= What is needed =
Using the data below, repeat all of it precisely.
= = = = =
PR #10753, opened 2021-09-02
LF: Simplify TransactionBuilder

remyhaemmerle-da:
CHANGELOG_BEGIN
CHANGELOG_END

### Pull Request Checklist

trigger the build.

### DIFF
--- a/daml-lf/engine/src/test/scala/com/digitalasset/daml/lf/engine/ValueEnricherSpec.scala
+++ b/daml-lf/engine/src/test/scala/com/digitalasset/daml/lf/engine/ValueEnricherSpec.scala
@@ -5,9 +5,8 @@ package com.daml.lf
 package engine
 
 import com.daml.lf.data._
-import com.daml.lf.language.Ast.{TNat, TTyCon}
+import com.daml.lf.language.Ast.{TNat, TTyCon, Type}
 import com.daml.lf.language.Util._
-import com.daml.lf.testing.parser.Implicits._
 import com.daml.lf.transaction.TransactionVersion
 import com.daml.lf.transaction.test.TransactionBuilder
 import com.daml.lf.value.Value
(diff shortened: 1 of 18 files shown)


daml-lf/engine/src/test/scala/com/digitalasset/daml/lf/engine/ValueEnricherSpec.scala
```diff
@@ -16,13 +15,13 @@ import org.scalatest.prop.TableDrivenPropertyChecks
...
-import scala.language.implicitConversions
-
 class ValueEnricherSpec extends AnyWordSpec with Matchers with TableDrivenPropertyChecks {
 
-  import defaultParserParameters.{defaultPackageId => pkgId}
+  import TransactionBuilder.Implicits.{defaultPackageId => _, _}
+  import com.daml.lf.testing.parser.Implicits._
 
-  private implicit def toName(s: String): Ref.Name = Ref.Name.assertFromString(s)
+  private[this] implicit val defaultPackageId: Ref.PackageId =
```
cocreature, line 23: why do we need to change it instead of using the one from the builder?

cocreature (approved):
Thanks!

daml-lf/engine/src/test/scala/com/digitalasset/daml/lf/engine/ValueEnricherSpec.scala
remyhaemmerle-da: Both the builder and the parser need a default Package ID.
We need the both package IDs to have the same value, either we override the one form the builder  either we override the one of the parser.  I have done the former. The latter could be done with something like that:
```suggestion
  private[this] implicit val defaultParserParameters: parser.ParserParameters[this.type] =
    defaultParserParameters.copy(defaultPackageId = defaultPackageId)
```

cocreature: makes sense, so the actual package id doesn’t matter it just matters that they’re the same :+1:

remyhaemmerle-da: :+1:

daml-lf/transaction-test-lib/src/main/scala/lf/transaction/test/TransactionBuilder.scala
```diff
@@ -81,81 +74,62 @@ final class TransactionBuilder(
...
       id: ContractId,
-      template: String,
+      templateId: Ref.Identifier,
       argument: Value,
-      signatories: Seq[String],
-      observers: Seq[String],
-      key: Option[Value],
+      signatories: Set[Ref.Party],
+      observers: Set[Ref.Party],
+      key: Option[Value] = None,
```
oliverse-da, line 91: Hi @remyhaemmerle-da , these looks like good changes and simple simplifications to make. Just wanted to make you aware that these will require me to adapt these canton-side tests (that I am still working on) - just as a heads-up that we are beginning to rely on `TransactionBuilder` more and more: https://github.com/DACH-NY/canton/pull/6969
= = = = =
= Exercise solution =
PR #10753, opened 2021-09-02
LF: Simplify TransactionBuilder

remyhaemmerle-da:
CHANGELOG_BEGIN
CHANGELOG_END

### Pull Request Checklist

trigger the build.

### DIFF
--- a/daml-lf/engine/src/test/scala/com/digitalasset/daml/lf/engine/ValueEnricherSpec.scala
+++ b/daml-lf/engine/src/test/scala/com/digitalasset/daml/lf/engine/ValueEnricherSpec.scala
@@ -5,9 +5,8 @@ package com.daml.lf
 package engine
 
 import com.daml.lf.data._
-import com.daml.lf.language.Ast.{TNat, TTyCon}
+import com.daml.lf.language.Ast.{TNat, TTyCon, Type}
 import com.daml.lf.language.Util._
-import com.daml.lf.testing.parser.Implicits._
 import com.daml.lf.transaction.TransactionVersion
 import com.daml.lf.transaction.test.TransactionBuilder
 import com.daml.lf.value.Value
(diff shortened: 1 of 18 files shown)


daml-lf/engine/src/test/scala/com/digitalasset/daml/lf/engine/ValueEnricherSpec.scala
```diff
@@ -16,13 +15,13 @@ import org.scalatest.prop.TableDrivenPropertyChecks
...
-import scala.language.implicitConversions
-
 class ValueEnricherSpec extends AnyWordSpec with Matchers with TableDrivenPropertyChecks {
 
-  import defaultParserParameters.{defaultPackageId => pkgId}
+  import TransactionBuilder.Implicits.{defaultPackageId => _, _}
+  import com.daml.lf.testing.parser.Implicits._
 
-  private implicit def toName(s: String): Ref.Name = Ref.Name.assertFromString(s)
+  private[this] implicit val defaultPackageId: Ref.PackageId =
```
cocreature, line 23: why do we need to change it instead of using the one from the builder?

cocreature (approved):
Thanks!

daml-lf/engine/src/test/scala/com/digitalasset/daml/lf/engine/ValueEnricherSpec.scala
remyhaemmerle-da: Both the builder and the parser need a default Package ID.
We need the both package IDs to have the same value, either we override the one form the builder  either we override the one of the parser.  I have done the former. The latter could be done with something like that:
```suggestion
  private[this] implicit val defaultParserParameters: parser.ParserParameters[this.type] =
    defaultParserParameters.copy(defaultPackageId = defaultPackageId)
```

cocreature: makes sense, so the actual package id doesn’t matter it just matters that they’re the same :+1:

remyhaemmerle-da: :+1:

daml-lf/transaction-test-lib/src/main/scala/lf/transaction/test/TransactionBuilder.scala
```diff
@@ -81,81 +74,62 @@ final class TransactionBuilder(
...
       id: ContractId,
-      template: String,
+      templateId: Ref.Identifier,
       argument: Value,
-      signatories: Seq[String],
-      observers: Seq[String],
-      key: Option[Value],
+      signatories: Set[Ref.Party],
+      observers: Set[Ref.Party],
+      key: Option[Value] = None,
```
oliverse-da, line 91: Hi @remyhaemmerle-da , these looks like good changes and simple simplifications to make. Just wanted to make you aware that these will require me to adapt these canton-side tests (that I am still working on) - just as a heads-up that we are beginning to rely on `TransactionBuilder` more and more: https://github.com/DACH-NY/canton/pull/6969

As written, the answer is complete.